I have never been so simultaneously impressed and bewildered. We spent a whole afternoon going through his stock. He would say things to me like: “Now this has a 70-denier high-density abrasion-resistant fly with a ripstop weave. On the other hand, and I’ll be frank with you here”-and he would lean to me and reduce his voice to a low, candid tone, as if disclosing that it had once been arrested in a public toilet with a sailor-“the seams are lap felled rather than bias taped and the vestibule is a little cramped.”

I think because I mentioned that I had done a bit of hiking in England, he assumed some measure of competence on my part.

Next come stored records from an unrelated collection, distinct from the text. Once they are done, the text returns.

PR #224, opened 2024-02-23
feat(debian): Add example broker binary

3v1n0:
This adds a new binary package with the example broker, but with these limitations:
 - The service is not enabled nor started ever during installing phase
 - ~~The broker is masked on systemd by default so even installing the package, one need to use `systemclt unmask authd-example-broker` to get it working~~
 - The broker systemd service is not installed by default, so to be enabled you need to manually run `/usr/share/doc/authd-example-broker/examples/authd-example-broker.installer.sh install`

UDENG-2382


didrocks (changes requested):
Before we go on on that one:
* Code sanity is failing
* From our previous discussion in the previous PR, we were ok to land this new binary BUT not to have a systemd unit, even masks.

The goal was to have the example runner, when being started **manually*, to drop its config, and clean it up on exit.

That way, we really signifies this is a manual/automated test tool, not to be used by anything else. Then, the test setup can drop a temporary systemd unit if we need to test reboot.

jibel:
AFAIK, this is not planned work. Where is the task in Jira for this work?
Besides what is the rationale behind this change?

3v1n0:
> Before we go on on that one:
> 
>     * Code sanity is failing

It was just a temporary issue, it's green now.

>     * From our previous discussion in the previous PR, we were ok to land this new binary BUT not to have a systemd unit, even masks.

Well, I didn't get a _no_ on my proposal on relying on systemd to handle that.

> The goal was to have the example runner, when being started *_manually_, to drop its config, and clean it up on exit.

However things can be dropped, but IMHO not doing that implies that we can't test the ability of authd to dbus-activate the example daemon when the user selects it, that I feel is something would be nice to be able to trigger.

And having to do `systemctl unmaks` before of any of that (even after having installed the package) looks to me a quite strong protection.

But as you said, that can indeed be done at test phase too. So I guess I'll just install the systemd service in debian `examples` for an easy copy&paste, is that fine?

3v1n0:
> AFAIK, this is not planned work. Where is the task in Jira for this work? Besides what is the rationale behind this change?

No, it wasn't but it was the natural outcome of having a PPA, since I had to do 90% of this work to get a testing PPA working with a testable broker, thus I decided to split that work into another PR that is something still need to have proper integration tests in a autopkgtests.

didrocks:
> But as you said, that can indeed be done at test phase too. So I guess I'll just install the systemd service in debian examples for an easy copy&paste, is that fine?

yes, and same for the configuration. I still think the binary itself can install/remove the configuration if it’s not there are startup time for easy testing?

3v1n0:
I'm marking this as draft and rebase on #223 so that review should be easier once that one lands...

debian/authd-example-broker.install
```diff
@@ -0,0 +1,6 @@
+#!/usr/bin/dh-exec
+
+usr/bin/examplebroker-bin => ${env:AUTHD_DAEMONS_PATH}/authd-examplebroker
+
+examplebroker/com.ubuntu.authd.ExampleBroker.conf /usr/share/dbus-1/system.d
+examplebroker/com.ubuntu.authd.ExampleBroker.service /usr/share/dbus-1/system-services
```
denisonbarbosa, line 6: I think this is still not what we want. IMHO, the examplebroker should be an executable that, when executed, exports the broker on `dbus` and cleans it up when the program finishes running. This way, we don't need to worry about having to install/uninstall it. Its purpose is to test `authd`, not the broker behaviour, so we don't need anything directly configured on `dbus` (as `authd` does not directly care about it).

denisonbarbosa (changes requested):

debian/authd-example-broker.install
3v1n0: I see the point, but that wouldn't allow proper testing, especially if we want to do proper autopkgtests were you just install everything and then you run a client that would work as the system would be configured properly.

> so we don't need anything directly configured on dbus (as authd does not directly care about it).

In fact `authd` does care about it, because if that would happen when we run the daemon, then we wouldn't be aware of testing the case that authd does dbus-activation of the service when that you select the broker on the brokers list.

Also, not having a script like this would imply that we rely on the autopkgtest script to do that, but IMHO it's not nice to maintain the same in two different places.

What we may want to do, in case, is to make the examplebrorker to do the conf setup in case that's not set, and I can do that, but I feel we should still provide a way to create what would be the real setup in a properly configured machine.

3v1n0: Ah, also having those files installed doesn't allow anything but just having the service to own the name, and while these may be handled by the service itself, as I said, I'd prefer to be able to do dbus-activation (but only through systemd that it's not installed by default).

3v1n0:
Let's close this for now, it can be revisited when adding autopkgtests.

PR #225, opened 2024-02-23
ci(qa): Use noninteractive debian frontend by default

3v1n0:
Just define it once, use it everytime!


didrocks (approved):
Nice and easy improvement!

denisonbarbosa (approved):
Simple and effective!

PR #226, opened 2024-02-23
fix(pam/gdm) model/module improvements

3v1n0:
Various improvements to the module when integrating with gdm in the wild


3v1n0:
I reverted the change on using pointer receiver, things still go fine and I added some more testing.

I think the most reliable way to handle stopping operations is using msg filtering (also as per bubbletea docs), so I've used that. I personally would have preferred to expose only a `QuitHandler` function instead that the whole `MsgFilter`, but for the way things are, if we abstract that too much then we need to duplicate code and test things less.

However, I'm wondering if even `endSession` should be handled so that it happens every time a `tea.QuitMsg` happens

debian/authd.gdm-authd.pam
```diff
@@ -0,0 +1,27 @@
+#%PAM-1.0
+auth    [success=ok user_unknown=ignore default=bad] pam_succeed_if.so user != root quiet_success
+auth    [success=2 ignore=ignore default=die] pam_authd.so
```
denisonbarbosa, line 3: I'm not a big fan of using `default=die` in our module config as we could lock out the system entirely if `authd` can't be executed. Can we think about something better? 

cc. @didrocks

pam/internal/adapter/gdmmodel.go
```diff
@@ -22,7 +22,8 @@ const (
 type gdmModel struct {
 	pamMTx pam.ModuleTransaction
 
-	waitingAuth bool
+	waitingAuth          bool
+	conversationsStopped bool
```
denisonbarbosa, line 26: This deserves a comment explaining why we need this

pam/pam.go
```diff
@@ -69,7 +82,23 @@ func sendReturnMessageToPam(mTx pam.ModuleTransaction, retStatus adapter.PamRetu
...
+	_, err := mTx.GetData(authenticatedKey)
+	if err == nil && parseArgs(args)["force_reauth"] != "true" {
+		return pam.ErrIgnore
+	}
+	if err != nil && !errors.Is(err, pam.ErrNoModuleData) {
+		return err
+	}
+
+	err = h.handleAuthRequest(authd.SessionMode_AUTH, mTx, flags, args)
+
```
denisonbarbosa, line 95: No need for this whitespace. The check below evaluates the returned error from h.handleAuthRequest, so it should be scoped with the function call.

pam/pam.go
```diff
@@ -69,7 +82,23 @@ func sendReturnMessageToPam(mTx pam.ModuleTransaction, retStatus adapter.PamRetu
...
+	if err == nil || errors.Is(err, pam.ErrIgnore) {
+		if err := mTx.SetData(authenticatedKey, struct{}{}); err != nil {
+			return err
+		}
+	}
+	return err
```
denisonbarbosa, line 101: Remember about the happy path...

```Go
if err != nil && !errors.Is(err, pam.ErrIgnore) {
    return err        
}

return mTx.SetData(authenticatedKey, struct{}{})
```

pam/pam.go
```diff
@@ -84,6 +113,7 @@ func (h *pamModule) handleAuthRequest(mode authd.SessionMode, mTx pam.ModuleTran
 	// Attach logger and info handler.
 	// TODO
 
+	parsedArgs := parseArgs(args)
```
denisonbarbosa, line 116: If you are not using this anywhere else, you should just parse it right with the `newClient` call

pam/pam.go
```diff
@@ -111,7 +141,7 @@ func (h *pamModule) handleAuthRequest(mode authd.SessionMode, mTx pam.ModuleTran
 		return fmt.Errorf("pam module used through an unsupported client: %w", pam.ErrSystem)
 	}
 
-	client, closeConn, err := newClient(args)
+	client, closeConn, err := newClient(parsedArgs)
```
denisonbarbosa, line 144:
```suggestion
	client, closeConn, err := newClient(parseArgs(args))
```

denisonbarbosa (changes requested):
A few suggestions, but looking good!

debian/authd.gdm-authd.pam
didrocks: Anyway, we are including common-auth just below, to authd will be already provided in common-auth, no? Also, the fact that we have `success=2`, hardcoded, where actually the amount of steps we want to jump over depends on the one in common-auth (if the content is only included in that one) seems fragile to me?

3v1n0: > I'm not a big fan of using `default=die` in our module config as we could lock out the system entirely if `authd` can't be executed. Can we think about something better?

Well, if we fail, really we should be locked down when using gdm with authd mode. In case it fallback to local broker then we're ignoring, so that's handled.

In any case, in GDM you can technically always switch pam profile to use, so for example smart-cards or fingerprint profiles will always be running despite this failing.

> Anyway, we are including common-auth just below, to authd will be already provided in common-auth, no? Also, the fact that we have success=2, hardcoded, where actually the amount of steps we want to jump over depends on the one in common-auth (if the content is only included in that one) seems fragile to me?

Oh, yeah, in fact it seems I eventually pushed the old version of this file -_-, we've in fact to use `substack` to handle this in this way.

This file is basically based on `gdm-smartcard-sssd-exclusive` pam config that I wrote some time ago and it's quite well tested by autopkgtests too.

An alternative to avoid using jumps (but repetitions) is instead to do something like this:

```
#%PAM-1.0
auth    [success=ok ignore=3 default=die] pam_authd.so
auth    sufficient      pam_permit.so

# If authd is ignoring the request we fallback to default auth
@include common-auth
```

didrocks: I think this is more reasonable if we don’t include common-auth and do the same than other gdm specific processes.

3v1n0: > I think this is more reasonable if we don’t include common-auth and do the same than other gdm specific processes, so +1 on the correct file (happy to have spotted it!)

No check the edit, it was fine already :-D. For some reason I thought the pushed file was using `@include` but it didn't, it was using `substack` and so was fine.

And IMHO it's better to use it compared to including.

3v1n0: Mostly because we'd be more conformant to what we already do for other gdm stacks, and being consistent with the others, makes it easier to debug or address potential issues.

didrocks: Ah, so the fix was to change the `success=2` to 1 :)

pam/pam.go
3v1n0: Not here, but this is something that is going to be used at later point, (see for example #233), so I preferred to lave it as a variable not to have to refactor it again at later point.

debian/authd.gdm-authd.pam
didrocks: agreed on following the rest of the gdm stacks.

3v1n0: > Ah, so the fix was to change the `success=2` to 1 :)

No, it was already working as this, but I noticed that _being consistent_ I had copied too much from gdm one :-D, were we do an extra step and so we've to skip 2 times.

By having `2` here we'd missed using `pam_nologin.so` which isn't super-needed but still something we should do

didrocks: got it!

denisonbarbosa (approved):
LGTM!

pam/pam.go
denisonbarbosa: Yeah, but that would also happen on your previous logic so it's not the happy path's fault 😉

3v1n0: Nope, it wasn't (in fact CI wasn't fail as per https://github.com/ubuntu/authd/actions/runs/8069328331/job/22044497208?pr=226)

Since in case of ignore error it was returning the one on outer scope. However, I'm happier with the happy path too :)

denisonbarbosa: Oh, interesting... So if we `if err := ...` it already scopes the value and doesn't shadow the previous variable. Good to know.

pam/internal/adapter/gdmmodel.go
```diff
@@ -271,3 +289,12 @@ func (m gdmModel) changeStage(s proto.Stage) tea.Cmd {
 		return nil
 	}
 }
+
+func (m gdmModel) stopConversations() gdmModel {
+	// We're about to exit: let's ensure that all the messages have been processed.
+	time.Sleep(gdmPollFrequency * 2)
+	for gdm.ConversationInProgress() {
```
didrocks, line 296: isn’t that a busy loop? If so, I think we should have a timeout with channel.

pam/internal/adapter/gdmmodel.go
```diff
@@ -271,3 +289,12 @@ func (m gdmModel) changeStage(s proto.Stage) tea.Cmd {
 		return nil
 	}
 }
+
+func (m gdmModel) stopConversations() gdmModel {
+	// We're about to exit: let's ensure that all the messages have been processed.
+	time.Sleep(gdmPollFrequency * 2)
```
didrocks, line 295: prefer time.After() then.

pam/internal/adapter/gdmmodel_test.go
```diff
@@ -1994,20 +1997,26 @@ func TestGdmModel(t *testing.T) {
 			require.Equal(t, tc.wantUsername, username)
 			gdm_test.RequireEqualData(t, tc.wantGdmAuthRes, gdmHandler.authEvents)
 
-			if _, ok := tc.wantExitStatus.(PamReturnError); ok && tc.wantExitStatus != gdmTestEarlyStopExitStatus {
+			if ret, ok := tc.wantExitStatus.(PamReturnError); ok {
```
didrocks, line 2000: nitpick: one character should be enough in the context, so `r`.

pam/pam.go
```diff
@@ -35,8 +35,21 @@ const (
 	// PAM module for the second stage authentication to select the default
 	// broker for the current user.
 	authenticationBrokerIDKey = "authentication-broker-id"
+
+	authenticatedKey = "authenticated-key"
```
didrocks, line 39: The key is rather `already-authenticated-flag` or something along the line to explain this is to prevent reentry?

pam/pam.go
```diff
@@ -69,7 +82,25 @@ func sendReturnMessageToPam(mTx pam.ModuleTransaction, retStatus adapter.PamRetu
 
 // Authenticate is the method that is invoked during pam_authenticate request.
 func (h *pamModule) Authenticate(mTx pam.ModuleTransaction, flags pam.Flags, args []string) error {
-	return h.handleAuthRequest(authd.SessionMode_AUTH, mTx, flags, args)
+	// Do not try to start authentication again if we've been already through this.
+	// Since PAM modules can be stacked, so we may suffer reentry that is fine but it should
+	// be explicitly allowed.
+	_, err := mTx.GetData(authenticatedKey)
+	if err == nil && parseArgs(args)["force_reauth"] != "true" {
```
didrocks, line 89: I would do stricter arg parsing in `parseArgs`, at least, warning on unknown keys. That would at least document in one place our supported keys.

pam/pam.go
```diff
@@ -232,17 +264,11 @@ func newClient(args []string) (client authd.PAMClient, close func(), err error)
...
-	socketPath := consts.DefaultSocketPath
-	for _, arg := range args {
-		opt, optarg, _ := strings.Cut(arg, "=")
-		switch opt {
-		case "socket":
-			socketPath = optarg
-		default:
-		}
+func getSocketPath(args map[string]string) string {
+	if val, ok := args["socket"]; ok {
```
didrocks, line 268: that one for instance!

didrocks (changes requested):
Some minor comments, but I think that would be great to have them fixed before merging!

pam/internal/adapter/gdmmodel.go
3v1n0: Yeah, I was thinking about it... It's also true that if we fail here we should probably panic, no?

didrocks: We should never panic is a library, always return an error. Don’t panic in Go, in general

pam/internal/adapter/gdmmodel.go
3v1n0: It's twp different phases though, first I'd give gdm some time to complete the operations, then we force waiting. So first wait should still be with time.after()? sleep doesn't seem blocking other goroutines (as others are managed by bubbletea).

pam/pam.go
3v1n0: Ok.... This is done now, but for testing it I had to steal few commits from #233

pam/internal/adapter/gdmmodel.go
3v1n0: Well, as programmer error... Even though this is not the case, so I'll warn only.

pam/internal/adapter/gdmmodel.go
3v1n0: Eh, also because using time after.... `S1037: should use time.Sleep instead of elaborate way of sleeping (gosimple)` (which was my guess too :))

pam/pam.go
denisonbarbosa: You didn't need to assert on the logging messages. IMHO, the test for it should only be in the sense of "Unsupported argument gets ignored" and then proceed with a simple authentication (rather than stopping in the middle of nowhere as the current tape file does).

3v1n0: Ok, done... I feel it's incomplete testing, but I also agree checking on logs isn't the best.

At least, it would have been better with a proper log handler and ensure that we call it, but that's fine for now.

pam/integration-tests/integration_test.go
```diff
@@ -46,17 +46,20 @@ func TestCLIAuthenticate(t *testing.T) {
 
 	tests := map[string]struct {
 		tape string
+
+		wantLogContents []string
```
denisonbarbosa, line 50: Forgot to remove the additional field (I do this everytime as well :smiling_face_with_tear: )

pam/integration-tests/integration_test.go
```diff
@@ -239,6 +256,22 @@ func saveArtifactsForDebug(t *testing.T, artifacts []string) {
...
+		if os.IsNotExist(err) {
+			return
+		}
+		require.NoError(t, err)
+		t.Log(string(out))
+	})
+
+	return cliLog
+}
+
```
denisonbarbosa, line 274: I think we don't care about this now that we don't assert on the logs anymore, right?

pam/integration-tests/testdata/TestCLIAuthenticate/golden/authenticate_with_warnings_on_unsupported_arguments
```diff
@@ -0,0 +1,198 @@
...
+
+
+
+
+────────────────────────────────────────────────────────────────────────────────
+> ./pam_authd login socket=${AUTHD_TESTS_CLI_AUTHENTICATE_TESTS_SOCK} invalid_flag=foo bar
+Gimme your password
+PAM Authenticate() for user "user2" exited with success
+PAM AcctMgmt() exited with success
+>
```
denisonbarbosa, line 170: That's exactly what I talked about. Thanks!

pam/integration-tests/testdata/TestCLIAuthenticate/golden/warns_on_unsupported_arguments
```diff
@@ -0,0 +1,99 @@
+> ./pam_authd login socket=${AUTHD_TESTS_CLI_AUTHENTICATE_TESTS_SOCK} invalid_flag=foo bar
```
denisonbarbosa, line 1: Leftover file from the previous test

denisonbarbosa (approved):
A couple of leftovers from the previous changes, but easily addressable. Well done!

pam/integration-tests/testdata/TestCLIAuthenticate/golden/warns_on_unsupported_arguments
3v1n0: Oh, damn... Yeah, it wouldn't have happened if I'd had rebased as I would have dropped the commit at all, but thanks for spotting it!

pam/integration-tests/integration_test.go
3v1n0: Well this was part of #233 and while we don't care per se it's quite useful in case of failures since it gives us the cli logs to inspect.

So maybe still worth to have it in case we have unexpected failures in launchpad builds?

denisonbarbosa: You are saving the logs to a temporary dir that gets removed when the test ends, so we don't get anything at all. We could add this logic to the SaveArtifactsForDebug function that saves the artefacts on a temporary dir that is not related to the tests themselves, but it will require more changes and it's not a priority right now. So I think removing this the best option for now.

3v1n0: Indeed the artifact was added to the artifact dir, plus as you can see in the cleanup func we do `t.Log(string(out))`, so it's logged (try this branch with `-v`) and on failure is shown.

So changes are all there already (unless I forgot to pick something), but still let me know if you prefer to keep this for later.

3v1n0: Indeed as per https://github.com/ubuntu/authd/pull/226/commits/dd51fdfbec77e0f932c313918435a9906d0aa644 it should do it all

pam/internal/adapter/gdmmodel.go
```diff
@@ -271,3 +289,25 @@ func (m gdmModel) changeStage(s proto.Stage) tea.Cmd {
...
 }
+
+func (m gdmModel) stopConversations() gdmModel {
+	// We're about to exit: let's ensure that all the messages have been processed.
+
+	time.Sleep(gdmPollFrequency * 2)
+
+	wait := make(chan struct{})
+	go func() {
+		for gdm.ConversationInProgress() {
```
didrocks, line 300: This is still a busy loop, no? it will spin instead of waiting for a number of mutex release?

pam/integration-tests/integration_test.go
didrocks: I think from the disussion this should be separated, no?

didrocks (changes requested):
We are not extracting the socket options, do we?

Other than one, my biggest remaining comment is on the busy loop itself, or am I missing anything?

pam/internal/adapter/gdmmodel.go
3v1n0: Oh well... Indeed it is, but I think we need to wait here, and per se a gdm conversation can be initiated by multiple actors.

I can refactor this though, ideally I wanted to keep as simple as possible since this happens when we're exiting only and we don't have really resources constraints.

3v1n0: So something like...

```diff
diff --git a/pam/internal/adapter/gdmmodel.go b/pam/internal/adapter/gdmmodel.go
index 451612f..20fda2f 100644
--- a/pam/internal/adapter/gdmmodel.go
+++ b/pam/internal/adapter/gdmmodel.go
@@ -297,8 +297,7 @@ func (m gdmModel) stopConversations() gdmModel {
 
 	wait := make(chan struct{})
 	go func() {
-		for gdm.ConversationInProgress() {
-		}
+		gdm.WaitForConversationsStopped()
 		wait <- struct{}{}
 	}()
 
diff --git a/pam/internal/gdm/conversation.go b/pam/internal/gdm/conversation.go
index a32bc5c..e2f8172 100644
--- a/pam/internal/gdm/conversation.go
+++ b/pam/internal/gdm/conversation.go
@@ -6,27 +6,49 @@ import (
 	"context"
 	"errors"
 	"fmt"
-	"sync/atomic"
+	"sync"
 
 	"github.com/msteinert/pam/v2"
 	"github.com/ubuntu/authd/internal/log"
 )
 
-var conversations atomic.Int32
+var conversations int
+var conversationsMu = sync.Mutex{}
+var conversationsCond = sync.Cond{L: &conversationsMu}
 
 // ConversationInProgress checks if conversations are currently active.
 func ConversationInProgress() bool {
-	return conversations.Load() > 0
+	return false
+	// return conversations.Load() > 0
+}
+
+func WaitForConversationsStopped() {
+	conversationsMu.Lock()
+	defer conversationsMu.Unlock()
+
+	for conversations != 0 {
+		conversationsCond.Wait()
+	}
 }
 
 func sendToGdm(pamMTx pam.ModuleTransaction, data []byte) ([]byte, error) {
-	conversations.Add(1)
-	defer conversations.Add(-1)
 	binReq, err := NewBinaryJSONProtoRequest(data)
 	if err != nil {
 		return nil, err
 	}
 	defer binReq.Release()
+
+	conversationsMu.Lock()
+	conversations++
+	conversationsMu.Unlock()
+
+	defer func() {
+		conversationsMu.Lock()
+		conversations--
+		conversationsCond.Broadcast()
+		conversationsMu.Unlock()
+	}()
+
 	res, err := pamMTx.StartConv(binReq)
 	if err != nil {
 		return nil, err
```

It seems to me that it adds lot of complexity to an operation that happens a lot during runtime (e.g. all the polling...) while spin-locking it's an one time thing only during shutdown...

3v1n0: Ok, pushed the version we agree'd in pvt.

didrocks (approved):
Thanks for the fixes!

PR #232, opened 2024-02-27
cleanup(pam/integration-tests): Do not hardcode the socket paths

3v1n0:
The authd socket paths are hardcoded to a temporary location.

While this is not a problem per se it also may potentially break the ability of running tests in parallel or in setups where /tmp is not the the $TMPDIR or $GOTMPDIR.

So, make this just more dynamic by runnig the tape files with an env variable (we're in a terminal after all!), and run vhs with such variable set to the temporary socket path that authd provides us


pam/integration-tests/integration_test.go
```diff
@@ -77,6 +76,7 @@ func TestCLIAuthenticate(t *testing.T) {
 			cmd := exec.Command("vhs", filepath.Join(currentDir, "testdata", "tapes", tc.tape+".tape"))
 			cmd.Env = testutils.AppendCovEnv(cmd.Env)
 			cmd.Env = append(cmd.Env, pathEnv)
+			cmd.Env = append(cmd.Env, strings.Join([]string{socketPathEnv, socketPath}, "="))
```
denisonbarbosa, line 79: Using fmt.Sprintf is less prone to error and offers more readability on what we are doing

```suggestion
			cmd.Env = append(cmd.Env, fmt.Sprintf("%s=%s", socketPathEnv, socketPath))
```

pam/integration-tests/integration_test.go
```diff
@@ -158,6 +157,7 @@ func TestCLIChangeAuthTok(t *testing.T) {
...
```
denisonbarbosa, line 160: Using fmt.Sprintf is less prone to error and offers more readability on what we are doing

```suggestion
			cmd.Env = append(cmd.Env, fmt.Sprintf("%s=%s", socketPathEnv, socketPath))
```

denisonbarbosa (approved):
Good change, only one minor comment and we are good.

denisonbarbosa (approved):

I didn’t wish to alarm or disappoint him, so when he asked me questions like “What’s your view on carbon fiber stays?” I would shake my head with a rueful chuckle, in recognition of the famous variability of views on this perennially thorny issue, and say, “You know, Dave, I’ve never been able to make up my mind on that one-what do you think?”

Together we discussed and gravely considered the relative merits of side compression straps, spindrift collars, crampon patches, load transfer differentials, air-flow channels, webbing loops, and something called the occipital cutout ratio. We went through that with every item. Even an aluminum cookset offered considerations of weight, compactness, thermal dynamics, and general utility that could occupy a mind for hours. In between there was lots of discussion about hiking generally, mostly to do with hazards like rockfalls, bear encounters, cookstove explosions, and snakebites, which he described with a certain misty-eyed fondness before coming back to the topic at hand.

With everything, he talked a lot about weight. It seemed to me a trifle overfastidious to choose one sleeping bag over another because it weighed three ounces less, but as equipment piled up around us I began to appreciate how ounces accumulate into pounds. I hadn’t expected to buy so much-I already owned hiking boots, a Swiss army knife, and a plastic map pouch that you wear around your neck on a piece of string, so I had felt I was pretty well there-but the more I talked to Dave the more I realized that I was shopping for an expedition.